(DATA LISTING)
⁂
Issue #1085, opened 2022-09-08
trigger OR processor, needed for multielectron 


bryngemark:
**Is your feature request related to a problem? Please describe.**
I'd like to be able to OR (or AND) triggers and then trigger skim on that, for future trigger efficiency studies. 

**Describe the solution you'd like**
I think the easiest is to make a new processor, which takes a configurable list of trigger collections, a configurable logic (doOR, doAND), and given that, checks whether the event passes the trigger and satisfies the desired logic, and sets the storage hint for the event to keep or not. Then this processor is what is used to set the skim decision, not the individual ones. The individual trigger decision can still be seen in each trigger collection (`pass_`).

**Describe alternatives you've considered**
I've been thinking that the storage hint/skimming rules should change but I think it's a larger rework than I'm happy to do. A processor seems versatile enough for me. 

This should absolutely go in before the next production release so we can get going with trigger skimming the multielectron samples we already have.

mrsolt:
I support this. I was also wondering how to get a skim for the missing energy visible A' trigger for the large scale production, and I think this could be useful. The trigger logic for this visibles trigger is already in the software, and we validated it. You just select the front portion of the Ecal to sum the energy for a missing energy trigger, instead of the entire Ecal.

Unfortunately, the standard missing energy trigger is a subset of what would be the visible trigger skim, so these can't be derived directly from the standard trigger. Thus, some sort of multi-trigger framework would be very useful.

bryngemark:
Great! Yes my thought would be that this processor is just checking which of the individual specified triggers pass the event and then selects what to do based on OR/AND settings, so the actual specific trigger logic is kept separate. (Clarifying the idea here for @rodwyer100 who has volunteered to actually code it up.)

rodwyer100:
[recoSkim3.txt](https://github.com/LDMX-Software/ldmx-sw/files/9749340/recoSkim3.txt)
[recoSkim2.txt](https://github.com/LDMX-Software/ldmx-sw/files/9749341/recoSkim2.txt)

rodwyer100:
Adding validation code in comment as per LK's desires.

rodwyer100:
Here is the image generated with the other validation architecture as requested in LK's last message

![image](https://user-images.githubusercontent.com/19932569/195455249-116d6960-cb03-4df7-b7a3-e238b3059fd4.png)

These are the scripts used to run the code:

[...]

PR #1079, opened 2022-08-18
ECal Portion of DR Geometry Update

tomeichlersmith:
I am updating _ldmx-sw_, here are the details.

**This is a draft PR because I have not tested the GDML updates in simulation; however, I think I've implemented the complicated C++ side of things inside of `EcalGeometry` (formerly `EcalHexReadout`) and the visualization of the GDML detector looks correct.**

### What are the issues that this addresses?
- resolves #904
- resolves #923 
- resolves #890 

## Check List
- [x] I successfully compiled _ldmx-sw_ with my developments
- [x] I ran my developments and the following shows that they are successful.
- [x] I attached any sub-module related changes to this PR.

### Related Sub-Module PRs
- https://github.com/LDMX-Software/Ecal/pull/41
- https://github.com/LDMX-Software/SimCore/pull/71

PR #1090, opened 2022-09-23
Origin/test beam n tuppler

rodwyer100:

The pull request addresses issue #1085. 

The processor SequentialTrigger takes in mask list and a list of trigger collections and pass names, and runs through each event seeing if the combination of triggers from each collection lies in the mask list. For our purpose we have the AND mask list hard coded as a default, and in the two validation scripts (recoSkim2.py and recoSkim3.py) we have another OR mask list which can be optionally set.

## Check List

In recoSkim2.py I set the pass energy of a single electron in one trigger to 2750 and the other to 3750. Note 1 corresponds to pass, and we pass if the Ecal sum is less than the cut, so 3750 is always less harsh. This first lower threshold pass is blue (so harsher), the former red. We create a hard coded collection which is not just the keep Hint to test if this works, and for AND and or it is shown in black below.

passstuff

ORMask

image

ANDMask

image

The legend entry on this second entry is consistent with the logic of these skims (both are consistent, in the first image the legend corresponds to the latter I plotted).

Here are the Ecal Sums for the Two Triggers (GetSum()):

Trigger 1

image

Trigger 2

image

Here is the AND

image

and the OR

image

You can check the titles to see exactly how these were plotted w/ TBrowser commands.

- [X] I attached any sub-module related changes to this PR.

My modifications are on my own branch, but should not require a submodule PR because I think Recon inherits its branches from ldmx-sw proper (unlike TrigScint). Someone please educate me if that is not the case.

### DIFF
--- a/Recon/include/Recon/SequentialTrigger.h
+++ b/Recon/include/Recon/SequentialTrigger.h
@@ -1,0 +1,85 @@
+/**
+ * @file TriggerProcessor.h
+ * @brief Class that provides a trigger decision for recon using a TriggerResult
+ * object
+ * @author Josh Hiltbrand, University of Minnesota
+ * @author Lene Kristian Bryngemark, Stanford University
+ */
+
+#ifndef RECON_TRIGGER_SEQUENTIALTRIGGER_H_
+#define RECON_TRIGGER_SEQUENTIALTRIGGER_H_
+
+// LDMX
+#include "DetDescr/EcalHexReadout.h"
+#include "Ecal/Event/EcalHit.h"
+#include "Event/TriggerResult.h"
+#include "Framework/Configure/Parameters.h"
+#include "Framework/EventProcessor.h"
+
+namespace recon {
+
+/**
+ * @class TriggerProcessor
+ * @brief Provides a trigger decision for recon using a TriggerResult object.
+ *
+ * @note
+ * TriggerProcessor takes in a set of parameters to be used in defining
+ * the trigger algorithm. An event is passed to the processor and the relevant
+ * algorithms are then run on the event (ECAL layer sum). A trigger decision is
+ * executed and the decision along with the algorithm name and relevant
+ * variables are stored in a TriggerResult object which is added to the
+ * collection.
+ */
+class SequentialTrigger : public framework::Producer {
+ public:
+  /**
+   * Class constructor.
+   */
+  SequentialTrigger(const std::string& name, framework::Process& process)
+      : framework::Producer(name, process) {}
+
+  /**
+   * Class destructor.
+   */
+  virtual ~SequentialTrigger() {}
+
+  /**
+   * Configure the processor using the given user specified parameters.
+   *
+   * @param parameters Set of parameters used to configure this processor.
+   */
+  void configure(framework::config::Parameters& parameters) final override;
+
+  /**
+   * Run the trigger algorithm and create a TriggerResult
+   * object to contain info about the trigger decision
+   * such as pass/fail, number of saved variables,
+   * etc.
+   * param event The event to run trigger algorithm on.
+   */
+  virtual void produce(framework::Event& event);
+
+ private:  
+  /** The name of the input collection of triggers */
+  std::vector<std::string> trigger_list_;
+
+  /**pass name of the triggers, should be uniform **/
+  std::vector<std::string> trigger_passNames_;
+
+  /** integer list corresponding to decimal values of binary masks which lead
+   * to a pass **/
+  std::vector<int> pass_masks_;
+
+  /** The name of hte input collection (events with all triggers) **/
+  std::string inputColl_;
+
+  /** The pass name of the input (the Ecal hits). */
+  std::string inputPass_;
+
+  /** The name of the output collection (the trigger decision). */
+  std::string outputColl_;
+};
+
+}  // namespace recon
+
+#endif
--- a/Recon/python/simpleSeqTrigger.py
+++ b/Recon/python/simpleSeqTrigger.py
@@ -1,0 +1,36 @@
+"""Configuration for TriggerProcessor
+
+Sets all parameters to reasonable defaults.
+
+Attributes:
+------------- 
+trigger_list
+    the collection of each trigger we perform sequential skimming with.
+
+trigger_passName
+    our input pass names for the multiple triggers. Should be the same for all
+
+pass_mask : int array
+    Collection of decimal converted binary masks which induce a pass
+
+seqtrigger_collection : string
+    Name of the output collection containing the trigger result
+
+"""
+
+from LDMX.Framework import ldmxcfg
+
+class SequentialTrigger(ldmxcfg.Producer) :
+    """Configuration for the (multi-electron aware but simple) sequential trigger on the ECal reco hits"""
+
+    def __init__(self,name) :
+        super().__init__(name,'recon::SequentialTrigger','Recon')
+
+        self.trigger_list = ["Trigger"]
+        self.trigger_passNames = ["reconSeq","reconSeq"] 
+        ANDList = [sum([2**i for i in range(len(self.trigger_list))])]
+        self.pass_mask = ANDList #[2,1];# This is OR
+        self.seqtrigger_collection = "SeqTrigger"
+
+simpleSeqTrigger = SequentialTrigger("simpleSeqTrigger")
+
--- a/Recon/src/Recon/SequentialTrigger.cxx
+++ b/Recon/src/Recon/SequentialTrigger.cxx
@@ -1,0 +1,39 @@
+
+#include "Recon/SequentialTrigger.h"
+#include "Recon/Event/TriggerResult.h"
+
+namespace recon {
+
+void SequentialTrigger::configure(framework::config::Parameters &ps) {
+  trigger_list_ = ps.getParameter<std::vector<std::string>>("trigger_list");
+  trigger_passNames_ = ps.getParameter<std::vector<std::string>>("trigger_passNames");
+  pass_masks_ = ps.getParameter<std::vector<int>>("pass_mask");
+  outputColl_ = ps.getParameter<std::string>("seqtrigger_collection");
+  return;
+}
+
+void SequentialTrigger::produce(framework::Event& event) {
+  /** Grab the Ecal hit collection for the given event */
+  bool hasPassed = false;
+  int  maskValue = 0; 
+  for (int i = 0; i<trigger_list_.size(); i++){
+    auto trigResult{event.getObject<ldmx::TriggerResult>(trigger_list_[i],
+                                                  trigger_passNames_[i])};
+    if(trigResult.passed()){
+        maskValue+=(int)pow(2,i);
+    }  
+  }  
+  for(int m : pass_masks_){
+    if(maskValue==m){hasPassed=true;}
+  }
+  event.add(outputColl_, hasPassed);
+  // mark the event
+  if (hasPassed)
+    setStorageHint(framework::hint_shouldKeep);
+  else
+    setStorageHint(framework::hint_shouldDrop);
+}
+
+}  // namespace dqm
+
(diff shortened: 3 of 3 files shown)


Recon/include/Recon/SequentialTrigger.h
```diff
@@ -0,0 +1,85 @@
...
+ * object
+ * @author Josh Hiltbrand, University of Minnesota
+ * @author Lene Kristian Bryngemark, Stanford University
+ */
+
+#ifndef RECON_TRIGGER_SEQUENTIALTRIGGER_H_
+#define RECON_TRIGGER_SEQUENTIALTRIGGER_H_
+
+// LDMX
+#include "DetDescr/EcalHexReadout.h"
```
bryngemark, line 13: It looks like this include causes a compilation error with trunk. I think this way of accessing the ecal readout is outdated. Probably, you have been compiling against a not fully updated trunk? In either case, I don't think it is needed for your processor. Same with EcalHit. I suggest removing them and pushing again.

Recon/python/simpleSeqTrigger.py
```diff
@@ -0,0 +1,36 @@
...
+
+Sets all parameters to reasonable defaults.
+
+Attributes:
+------------- 
+trigger_list
+    the collection of each trigger we perform sequential skimming with.
+
+trigger_passName
+    our input pass names for the multiple triggers. Should be the same for all
```
bryngemark, line 11: Doesn't need to be the same for all, in fact you might want to trigger skim on an OR between an existing trigger decision and one you just created and ran in the current pass. So your code should handle that. Note that if the pass name is empty, the framework will attempt to use any unique collection matching the specified collection name. If there are several with different pass names, it throws an exception, forcing you to make an explicit choice.

Recon/python/simpleSeqTrigger.py
```diff
@@ -0,0 +1,36 @@
...
+from LDMX.Framework import ldmxcfg
+
+class SequentialTrigger(ldmxcfg.Producer) :
+    """Configuration for the (multi-electron aware but simple) sequential trigger on the ECal reco hits"""
+
+    def __init__(self,name) :
+        super().__init__(name,'recon::SequentialTrigger','Recon')
+
+        self.trigger_list = ["Trigger"]
+        self.trigger_passNames = ["reconSeq","reconSeq"]
```
bryngemark, line 30: I think the collection names list and the pass name list should be the same length also in your default config. I'd use "" for path names in the default though, to have the baseline behavior of picking the default collection name ("Trigger" in this case), regardless of pass name.

Recon/include/Recon/SequentialTrigger.h
```diff
@@ -0,0 +1,85 @@
...
+   * etc.
+   * param event The event to run trigger algorithm on.
+   */
+  virtual void produce(framework::Event& event);
+
+ private:  
+  /** The name of the input collection of triggers */
+  std::vector<std::string> trigger_list_;
+
+  /**pass name of the triggers, should be uniform **/
```
bryngemark, line 66: Here too, remove the requirement that all are the same pass.
Also I'm not sure if there needs to be a space after `/**` for this to look like a comment to Doxygen but adding one wouldn't hurt. And end comments with `*/` (so a single asterisk).

Recon/include/Recon/SequentialTrigger.h
```diff
@@ -0,0 +1,85 @@
...
+  std::vector<int> pass_masks_;
+
+  /** The name of hte input collection (events with all triggers) **/
+  std::string inputColl_;
+
+  /** The pass name of the input (the Ecal hits). */
+  std::string inputPass_;
+
+  /** The name of the output collection (the trigger decision). */
+  std::string outputColl_;
```
bryngemark, line 80: I don't think you're using any of these?

Recon/src/Recon/SequentialTrigger.cxx
```diff
@@ -0,0 +1,39 @@
...
+void SequentialTrigger::configure(framework::config::Parameters &ps) {
+  trigger_list_ = ps.getParameter<std::vector<std::string>>("trigger_list");
+  trigger_passNames_ = ps.getParameter<std::vector<std::string>>("trigger_passNames");
+  pass_masks_ = ps.getParameter<std::vector<int>>("pass_mask");
+  outputColl_ = ps.getParameter<std::string>("seqtrigger_collection");
+  return;
+}
+
+void SequentialTrigger::produce(framework::Event& event) {
+  /** Grab the Ecal hit collection for the given event */
```
bryngemark, line 16: Fix comment to not mention Ecal

Recon/src/Recon/SequentialTrigger.cxx
```diff
@@ -0,0 +1,39 @@
...
+#include "Recon/SequentialTrigger.h"
+#include "Recon/Event/TriggerResult.h"
+
+namespace recon {
+
+void SequentialTrigger::configure(framework::config::Parameters &ps) {
+  trigger_list_ = ps.getParameter<std::vector<std::string>>("trigger_list");
+  trigger_passNames_ = ps.getParameter<std::vector<std::string>>("trigger_passNames");
+  pass_masks_ = ps.getParameter<std::vector<int>>("pass_mask");
+  outputColl_ = ps.getParameter<std::string>("seqtrigger_collection");
```
bryngemark, line 11: Don't think you should be using this

Recon/src/Recon/SequentialTrigger.cxx
```diff
@@ -0,0 +1,39 @@
...
+    auto trigResult{event.getObject<ldmx::TriggerResult>(trigger_list_[i],
+                                                  trigger_passNames_[i])};
+    if(trigResult.passed()){
+        maskValue+=(int)pow(2,i);
+    }  
+  }  
+  for(int m : pass_masks_){
+    if(maskValue==m){hasPassed=true;}
+  }
+  event.add(outputColl_, hasPassed);
```
bryngemark, line 29: I don't think you should have an output collection here. This is just a "skimming" code which tells us whether or not to keep the event (with all its collections). Setting the storage hint is all that is needed.

Recon/src/Recon/SequentialTrigger.cxx
```diff
@@ -0,0 +1,39 @@
...
+  int  maskValue = 0; 
+  for (int i = 0; i<trigger_list_.size(); i++){
+    auto trigResult{event.getObject<ldmx::TriggerResult>(trigger_list_[i],
+                                                  trigger_passNames_[i])};
+    if(trigResult.passed()){
+        maskValue+=(int)pow(2,i);
+    }  
+  }  
+  for(int m : pass_masks_){
+    if(maskValue==m){hasPassed=true;}
```
bryngemark, line 27: In principle you could break here after even one mask value has been satisfied.

tomeichlersmith:
The compilation for the PR is failing because it is merging your branch with `trunk` and then attempting to compile.

```
   In file included from /home/runner/work/ldmx-sw/ldmx-sw/Recon/src/Recon/SequentialTrigger.cxx:2:0:
  /home/runner/work/ldmx-sw/ldmx-sw/Recon/include/Recon/SequentialTrigger.h:13:10: fatal error: DetDescr/EcalHexReadout.h: No such file or directory
   #include "DetDescr/EcalHexReadout.h"
            ^~~~~~~~~~~~~~~~~~~~~~~~~~~
  compilation terminated.
  make[2]: *** [Recon/CMakeFiles/Recon.dir/src/Recon/SequentialTrigger.cxx.o] Error 1
  Recon/CMakeFiles/Recon.dir/build.make:117: recipe for target 'Recon/CMakeFiles/Recon.dir/src/Recon/SequentialTrigger.cxx.o' failed
  make[1]: *** [Recon/CMakeFiles/Recon.dir/all] Error 2
  CMakeFiles/Makefile2:1035: recipe for target 'Recon/CMakeFiles/Recon.dir/all' failed
  make: *** [all] Error 2
  Makefile:145: recipe for target 'all' failed
```

In #1079 I renamed EcalHexReadout to EcalGeometry. It doesn't look like you need that class, so you can just remove that header.

tomeichlersmith:
> My modifications are on my own branch, but should not require a submodule PR because I think Recon inherits its branches from ldmx-sw proper (unlike TrigScint). Someone please educate me if that is not the case.

It does look like you _don't_ need the TrigScint module PR; however, your branch _does_ have a different commit of TrigScint than trunk so if we merged it as-is we would be changing TrigScint. Here's what you should do:

1. Make sure your local copy of ldmx-sw has an updated `trunk`
```
git fetch origin
git checkout trunk
git pull
git checkout origin/TestBeamNTuppler
```
2. Rebase your branch onto the updated trunk
    - The commit cc0d5ae45fe33b6a508b911deba52c05ae4d6655 is the one that introduced the TrigScint changes, so you can remove that commit from your rebase.
```
git rebase --interactive
# an editor will pop up, remove the "First commit" commit line so that it will be deleted, save and exit the editor
git submodule update
```
3. Double check you didn't lose anything 
4. Force-push your updates here `git push --force-with-lease`

bryngemark (changes requested):
First of all, I don't think any of the updates to TrigScint should be merged in with this pull request. But that's mostly a note to the merging person. 

Second, I like that you added plots and the event count makes sense, but I'm not sure I understand what the energy plots are showing. The distributions look identical to me. Could you overlay the energy sums in a file where you used an OR on a file where you used an AND, so we could see that the different energy sums in the trigger actually come through the expected way?

Also it would be really nice if you could add the config you used to test your code (you're referring to it but I don't see it). 

About your mask idea. I see what you're doing and I see how it is versatile. I'm not sure it's the handiest solution here though. If you look at your processor, you're looping over a list and then a list of mask values: two loops per event. Even with my suggestion to break once anything satisfies the mask, it's still a second loop. 
If you did a simpler solution with only doOR or doAND, you could do it like this (in pseudo code):
```
hasPassed=doAND (or !doOr)
in loop: 
    if doOR, if trigResult.passed() --> hasPassed=true; break
    else if doAND, if !trigResult.passed() --> hasPassed=false; break
```
and then set storage hints accordingly. 

You'd need a check that `doOR!=doAND` at config time. And, you need to deal with the case that the collection you're trying to access is not there in the event -- then what should happen? But this you should deal with in any case. 

What you gain with your mask is in principle an XOR and a NAND option. I don't see a use case for this but maybe your other reviewers do. I'm open to being convinced!

Recon/src/Recon/SequentialTrigger.cxx
rodwyer100: I was using this as an easier way from me to validate that the processor was working. I forgot to comment it out when I performed this request.

Recon/src/Recon/SequentialTrigger.cxx
rodwyer100: This will speed up OR dramatically. Thanks!

rodwyer100: Also doing it for AND it easy too.

Recon/src/Recon/SequentialTrigger.cxx
rodwyer100: Done

Recon/include/Recon/SequentialTrigger.h
rodwyer100: Good catch. Thanks.

Recon/python/simpleSeqTrigger.py
rodwyer100: It should handle it; that line was a relic of an old way I ran it. I shall include proof in my validation code (in the next push request) of two different passNames being handled correctly

Recon/python/simpleSeqTrigger.py
rodwyer100: Both items implemented.

Recon/src/Recon/SequentialTrigger.cxx
rodwyer100: Fixed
⁂
(YOUR ASSIGNMENT)
Find how many lines in the entries above have the string "updated" and report only that number.

(SOLUTION TO THIS PROBLEM)
3